Methods: Retrospective chart review of all patients over a 10 year time period with SJS who received a type I KPRO with at least 1 year of follow-up. Primary outcome measure is visual acuity. Secondary outcome measures include graft expulsion, corneal melt, and elevated intraocular pressure.

Results: Of all patients receiving a type KPRO I from 2003 to 2013, 5 eyes from 5 patients with a primary diagnosis of SJS were identified. The average preoperative decimal visual acuity was .01 (Snellen 20/2000) and none had pre-operative glaucoma. At 1 month (dec VA .17, p=.08), 3 months (dec VA .23, p=.14) 6-9 months (dec VA .24 p=.10), and 1 year (dec VA .30, Snellen 20/67, p=.10) post-transplant time points all 5 patients had improved visual acuity, but these differences were not statistically significant. One patient (20%) experienced graft expulsion, corneal melt, and choroidal effusion requiring multiple re-operations. 3 of 5 patients (60%) experienced elevated IOP greater than 20, but all 5 were on some form of pressure lowering treatment and 1 (20%) had a glaucoma drainage device placed concurrently with KPRO placement. One patient had a DVT during the peri-operative period. All patients in the series were given a standard post-operative treatment of prednisolone acetate, vancomycin, and vigamox or ocufloxacin drops.
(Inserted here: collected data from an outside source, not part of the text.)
PR #4723, opened 2023-07-12
Remove ErrorHandler

tomekzaw:
## Summary

Currently, `ErrorHandler` is referenced in 11 files and has 2 separate implementations (one for Android and one for iOS) but it turns out that since Reanimated v3 there's only 1 place where we use it:

https://github.com/software-mansion/react-native-reanimated/blob/ae2b9ded42ec03589e1fccd1ecc8ad3d967d67c2/android/src/main/cpp/NativeProxy.cpp#L532-L535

Conclusions: SJS patients are typically not considered candidates for type I KRPO and instead offered the more invasive and disfiguring type II KPRO. This series, which while small, represents one of the largest studies on SJS patients with type I KPROs. The data shows a trend towards improved visual acuity. One patient attained post-operative visually acuity of 20/25 at 1 year, and 2 others were 20/100 or better. Although risks do exist, as seen in the 1 patient with significant complications, this series suggests that recent advances in peri-operative management may have improved the overall outcomes of SJS patients receiving a type I KPRO. In the future, more ophthalmologists may consider using a type I KPRO in SJS patients.